[Opening ENTRIES SHOWN section]
PR #3958, opened 2026-08-15
perf(tests): cut the module graph the unit suite imports

JustMaier:
Cuts what the unit suite imports. The suite spends most of its worker time importing modules, not running tests: in the baseline full run `import` was 4,565s against 541s of `tests`.

Every change here is a module that mixed two audiences, so a consumer that wanted the cheap half was paying for the expensive half. All are behaviour-preserving.

## The six edges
[Closing ENTRIES SHOWN section]
-- WORK ORDER --
From the data above, copy each line that holds "unit".

-- SOLUTION TO THIS PROBLEM --
perf(tests): cut the module graph the unit suite imports
Cuts what the unit suite imports. The suite spends most of its worker time importing modules, not running tests: in the baseline full run `import` was 4,565s against 541s of `tests`.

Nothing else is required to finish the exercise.